ガザニアはわたくしたちよりも4つ程上で、幼い頃から女性護衛騎士兼遊び相手としてノイエ様や第二王子、第一王女とも接する機会があったそうです。
何故知っているかと言うと、本人が『私幼い頃のノイエ様の事知ってますし』的なマウントを取って自ら話したからです。曰く、『私のような男爵家出身の護衛騎士は少ないから、長く勤めてくれると嬉しい』と言われたとか何とか。
明らかな社交辞令を間に受けたと言う事でしょう。
「黙ります」
ガザニアは微妙な顔で、仕方なくと言った態度を露わにしつつ言いました。
そもそも発言を許して無いけどね、とは言わないでおきました。この女性騎士は王宮内の教育係とも親しく、その方もノイエ様過激派なので。
教育係や女性騎士の一部が、『スターチス嬢はもう少し殿下から愛される存在である事に感謝をすべき!何らかの駆け引きのつもり!?図々しい。王太子妃教育もサボっているし、婚約者の座を色仕掛けで得た方は違いますね!側近の方々も籠絡されて嘆かわしい』と言っているそうです。
うーむ、頭が痛い。
ノイエ様の外面の良さがこんな風に悪影響が出るとは思ってもいませんでしたが、学院内でも同じ様な過激派がいたしね……。
過激派は中々に自己顕示欲が強くて、自分の存在感を出したいのが特徴です。もしかしてノイエ様に目を掛けて頂きたいのかしら?
彼女たちにとってノイエ様は、所謂推しというイメージでしたが、ガチ恋勢は愛妾狙いなのかもしれません。
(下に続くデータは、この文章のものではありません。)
PR #127, opened 2018-02-24
Alpha TSG client

cheapRoc:
At the moment this is required to demo and work on authentication within TSG. I don't believe this is something we want to merge straight into master but there are a fix or two that I can peel off for logic already in master.

The goal was to present something that would hit TSG's templates endpoint and pass along a signed HTTP request we can re-purpose for authenticating a user within TSG on behalf of CloudAPI.

WIP ~ DO NOT MERGE

### DIFF
--- a/services/templates.go
+++ b/services/templates.go
@@ -64,11 +64,11 @@ func (c *TemplatesClient) List(ctx context.Context, _ *ListTemplatesInput) ([]*I
 }
 
 type GetTemplateInput struct {
-	ID int64
+	ID string
 }
 
 func (i *GetTemplateInput) Validate() error {
-	if i.ID == 0 {
+	if i.ID == "" {
 		return fmt.Errorf("template id can not be empty")
 	}
 
@@ -80,10 +80,9 @@ func (c *TemplatesClient) Get(ctx context.Context, input *GetTemplateInput) (*In
 		return nil, pkgerrors.Wrap(err, "unable to get instance template")
 	}
 
-	fullPath := path.Join(templatesPath, fmt.Sprintf("%d", input.ID))
 	reqInputs := client.RequestInput{
 		Method: http.MethodGet,
-		Path:   fullPath,
+		Path:   path.Join(templatesPath, input.ID),
 	}
 	respReader, err := c.client.ExecuteRequestTSG(ctx, reqInputs)
 	if respReader != nil {
@@ -178,11 +177,11 @@ func (c *TemplatesClient) Create(ctx context.Context, input *CreateTemplateInput
 }
 
 type DeleteTemplateInput struct {
-	ID int64
+	ID string
 }
 
 func (i *DeleteTemplateInput) Validate() error {
-	if i.ID == 0 {
+	if i.ID == "" {
 		return fmt.Errorf("template name can not be empty")
 	}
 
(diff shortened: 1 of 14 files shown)


cheapRoc:
I've opened #130 from off thread discussion around TSG endpoint configuration.

services/templates.go
```diff
@@ -0,0 +1,213 @@
...
+
+package services
+
+import (
+	"context"
+	"encoding/json"
+	"fmt"
+	"net/http"
+	"path"
+
```
sean-: struct field AccountId should be AccountID

services/templates.go
```diff
@@ -0,0 +1,213 @@
...
+	"github.com/joyent/triton-go/client"
+	pkgerrors "github.com/pkg/errors"
```
sean-: struct field ImageId should be ImageID

services/templates.go
```diff
@@ -0,0 +1,213 @@
...
+	}
+
+	fullPath := path.Join("/v1/tsg/templates", input.Name)
+	reqInputs := client.RequestInput{
+		Method: http.MethodGet,
+		Path:   fullPath,
+	}
+	respReader, err := c.client.ExecuteRequestTSG(ctx, reqInputs)
+	if respReader != nil {
+		defer respReader.Close()
```
sean-: struct field AccountId should be AccountID

services/templates.go
```diff
@@ -0,0 +1,213 @@
...
+	}
+	if err != nil {
```
sean-: struct field ImageId should be ImageID

cheapRoc:
For this to be useful it currently needs all open PRs under joyent/triton-service-groups as well as joyent/triton-service-groups#7 and joyent/triton-service-groups#8.

services/templates.go
cheapRoc: Yeah I know, we need to change `AccountId` within [joyent/triton-service-groups](http://github.com/joyent/triton-service-groups) first.

cheapRoc: Actually, with joyent/triton-service-groups#13 merged I can just use struct tags for the JSON parsing and rename to `AccountID` just on the `triton-go` side.

@stack72 opened joyent/triton-service-groups#14 for the renaming.

services/templates.go
```diff
@@ -0,0 +1,205 @@
...
+	"net/http"
+	"path"
+
+	"github.com/joyent/triton-go/client"
+	pkgerrors "github.com/pkg/errors"
+)
+
+const templatesPath = "/v1/tsg/templates"
+
+type TemplatesClient struct {
```
sean-: struct field AccountId should be AccountID

services/templates.go
```diff
@@ -0,0 +1,205 @@
...
+	client *client.Client
+}
```
sean-: struct field ImageId should be ImageID

cheapRoc:
Ok, we're all good on renames and JSON tags.

cheapRoc:
I've rebased and removed the static services URL. There is now a manual override for local development (`TRITON_TSG_URL=http://localhost:3000/` env var). There's also URL generation based on the currently selected DC (`TRITON_URL`) for when the API goes live. This transforms `https?://(.*).api.joyent.com` into `https://tsg.%s.svc.joyent.zone`. This all means you can configure a `services` client by providing the same client configuration/authentication as you would today with `triton-go` (even if TSG doesn't include auth yet).

Examples have been updated under `examples/services/` and pair with latest TSG master ([3d7c120](https://github.com/joyent/triton-service-groups/commit/3d7c120eec951e9b11c44fc36a73821f68f95801)).

cheapRoc:
Going to close and re-open with the branch I'm actually using for TF integration.

PR #132, opened 2018-02-28
compute/instances: Add missing Close() for the response body.

kwilczynski:
This commit adds missing call to the `Close()` method for the underlying
`io.ReadCloser` interface, which an cause a potential memory leak.

### DIFF
--- a/compute/instances.go
+++ b/compute/instances.go
@@ -245,6 +245,9 @@ func (c *InstancesClient) List(ctx context.Context, input *ListInstancesInput) (
 		Query:  buildQueryFilter(input),
 	}
 	respReader, err := c.client.ExecuteRequest(ctx, reqInputs)
+	if respReader != nil {
+		defer respReader.Close()
+	}
 	if err != nil {
 		return nil, pkgerrors.Wrap(err, "unable to list machines")
 	}


kwilczynski:
**Note:** I went with the most defensive approach, and I am checking for whether the response object is not `nil` before calling `defer`.

kwilczynski:
There isn't an integration test for `compute.List()` (that will be added in a different Pull Request), so in the meantime I put a quick test to verify that everything is still fine, results:

```bash
$ go run main.go
([]*compute.Instance) (len=1 cap=1) {
 (*compute.Instance)(0xc420085500)({
  ID: (string) (len=36) "1575d90d-7d6a-6c6a-b690-99a4dac001ab",
  Name: (string) (len=4) "test",
  Type: (string) (len=12) "smartmachine",
  Brand: (string) (len=2) "lx",
  State: (string) (len=7) "running",
  Image: (string) (len=36) "b90a3f67-5b0b-d304-5f09-1b49d406a3ce",
  Memory: (int) 128,
  Disk: (int) 3072,
  Metadata: (map[string]string) {
  },
  Tags: (map[string]interface {}) (len=3) {
   (string) (len=21) "triton.network.public": (string) (len=17) "Joyent-SDC-Public",
   (string) (len=31) "docker:label:portal:transaction": (string) (len=8) "79651c08",
   (string) (len=10) "sdc_docker": (bool) true
  },
  Created: (time.Time) 2018-01-27 23:40:18.059 +0000 UTC,
  Updated: (time.Time) 2018-01-27 23:40:30 +0000 UTC,
  Docker: (bool) true,
  IPs: ([]string) (len=2 cap=4) {
   (string) (len=13) "192.168.128.5",
   (string) (len=11) "72.2.113.82"
  },
  Networks: ([]string) (len=2 cap=4) {
   (string) (len=36) "2797b6ab-0ef2-49ac-a359-0959bca25cad",
   (string) (len=36) "2bf2a968-a4da-414b-a997-b3a8ff92de0b"
  },
  PrimaryIP: (string) (len=11) "72.2.113.82",
  FirewallEnabled: (bool) true,
  ComputeNode: (string) (len=36) "44454c4c-3800-104c-8052-b6c04f383432",
  Package: (string) (len=15) "g4-highcpu-128M",
  DomainNames: ([]string) <nil>,
  CNS: (compute.InstanceCNS) {
   Disable: (bool) false,
   ReversePTR: (string) "",
   Services: ([]string) <nil>
  }
 })
}
```

PR #135, opened 2018-03-12
Manta RBAC authentication support.

stack72:
The RBAC HTTP Signatures between manta and triton are slightly different

Therefore, we need to generate the signature based on whether the request
is for RBAC AND for Manta or not

We therefore, moved the logic to a central generate func rather than being
handled different;y between private key and ssh agent signers

Paired on this with @cheapRoc

### DIFF
--- a/authentication/agent_key_identifier.go
+++ b/authentication/agent_key_identifier.go
@@ -1,0 +1,25 @@
+package authentication
+
+import "path"
+
+type KeyID struct {
+	UserName    string
+	AccountName string
+	Fingerprint string
+	IsManta     bool
+}
+
+func (input *KeyID) generate() string {
+	var keyID string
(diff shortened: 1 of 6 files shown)


kwilczynski:
For posterity:

- CloudAPI: https://apidocs.joyent.com/cloudapi/#appendix-c-http-signature-authentication
- Manta: https://apidocs.joyent.com/manta/api.html#authentication

cheapRoc:
@jen20 Can we get your blessing/thoughts since you've been working on HTTP sig auth lately.

jen20:
@cheapRoc, @stack72, this looks fine to fix up authentication short term, however i think ultimately we should use the `go-httpauthentication` library here - it supports a wider range of functionality from the standard and has been simplified quite dramatically.

PR #8, opened 2021-04-30
Publish on release actions

MRossol:
add conda packaging needs
add action files
add version file
update setup.py and README


dguittet (approved):
Thanks so much @MRossol ! I'll test this out with a dummy release.

Issue #12, opened 2021-09-15
.env file not setting API key


qualand:
Installation README instructions fail when setting NREL API key via .env file.  Myself and others had to set API key via set method.

barker59:
It appears this is happening in files where set_nrel_key_dot_env() has not been called prior to functions which request new resource data.

Suggested Fix:
call 'set_nrel_key_dot_env()' in the initialization of SiteInfo

PR #13, opened 2021-09-16
Issue #12 Fix: Updates README.md with better description of .env process.

barker59:
Also updates single_location.py by changing instances of "Lat" or "Lon" to "lat" and "lon", which improves consistency and may help prevent issues that can occur where the resource information is loaded for the default location, no matter where the user selects.

### DIFF
--- a/README.md
+++ b/README.md
@@ -37,12 +37,19 @@ solar and storage.
     
     [https://developer.nrel.gov/signup/](https://developer.nrel.gov/signup/)
     
-7. Create the file `.env` in /HOPP and add one line to it, where \<key\> is the NREL API key you obtained:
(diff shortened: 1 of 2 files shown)


dguittet (changes requested):
Thanks for updating the README, but it seems like the issue Bill had was in reading the .env properly into HOPP despite having the correct file in place. That doesn't seem to be addressed here.

Also, your changes to single location have broken the tests-- take a look at the "Details":

image

It seems the error is from one of the run_hopp_calc tests.

barker59:
I definitely broke something in making those changes. single_location.py works as intended now despite the fact that the tests fail, whereas it didn't before, so will have to rewrite those tests also.

I'm going to scrap this pull request entirely and try again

身の程知らずですね。
いつまでもこの調子なのは頂けないので、近いうちに何とかしようとは思っておりますけれど。
「今日はいかがしますか?」
リリーナがこう言うという事は特に予定が無い事を表す。
「……では、次回の孤児院慰問の為に刺繍と、慰問用のプレゼントの選定など……」
ああ、暇です。小虫が少々煩いけれど。
もう少しくらい波乱があった方が、日々が充実するかしら?
そんな風に思ってしまったのが悪かったのか、暇だった日々は小さな台風によって終わりを告げるのでした。